By Sunil Garodia
First publised on 2021-10-05 07:07:58
The International Consortium of Investigative Journalists (ICIJ), a Washington DC based organization, has been working with 140 media outlets worldwide on its biggest ever global investigation into the hidden wealth of the rich and powerful across the globe. More than 600 journalists in 117 countries have been scanning files in the more than 12 million documents from 14 sources for several months to make sense of the web of shell companies and complicated financial transactions made in tax havens and to link them to the real beneficiaries. These have now been revealed to the world in what have come to be known as the Pandora Papers.

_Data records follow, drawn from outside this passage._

PR #5180, opened 2021-06-11
Fix binding error in details layout

winston-de:
**Resolved / Related Issues**
- Fixes invalid cast ``GridLength`` to ``double`` binding error in details layout

**Details of Changes**
Add details of changes here.
- Bind to ``StatusColumn.Length.Value`` instead of ``StatusColumn.Length``

**Validation**
- [x] Built and ran the app

**Screenshots (optional)**

### DIFF
--- a/Files/Views/LayoutModes/DetailsLayoutBrowser.xaml
+++ b/Files/Views/LayoutModes/DetailsLayoutBrowser.xaml
@@ -598,7 +598,7 @@
                                 <Grid
                                     x:Name="ItemStatusGrid"
                                     Grid.Column="4"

Several Indian entities - individuals, companies, trusts and others - are reportedly on the list. The government has taken serious note of the same and has said that a multi-agency team headed by the chairman of the Central Board of Direct Taxes (CBDT) and including officers from the Enforcement Directorate (ED), the income tax department, Financial Intelligence Unit and the RBI will probe the charges. This is good as the guilty persons and entities, which have transferred their wealth abroad through unfair means and have hidden it to deny the country the taxes due on income from such assets, must be brought to book. Although this is not the first time that such a disclosure has been made (there was the Offshore Leaks in 2013, the Panama Papers in 2016 and the Paradise Papers in 2017), it is by far the biggest.
Most such investigations almost always fail to reveal much. Although the government has said that it will seek information from foreign jurisdictions, getting relevant information from tax havens is difficult, if not impossible. The government also said that a result of the probes in the Panama and Paradise papers, it had discovered undisclosed income to the tune of Rs 20,352crore. Since this leak is much bigger that the earlier ones, it is expected that the agencies will be able to unearth a substantially higher amount of undisclosed income.
But the alacrity with which the government acted on the Pandora Papers is in direct contrast to the inaction on the Pegasus issue although it was also investigated by a similar consortium of investigative journalists worldwide and India was named as a country where the spyware was used to hack the phones of politicians and prominent citizens. In the case of Pandora Papers, the issue is revenue loss but in the case of Pegasus, it was national security as if the government was not using the spyware (as it claimed) it must be known who was using it and to what end. The government would do well to investigate that matter too with similar urgency.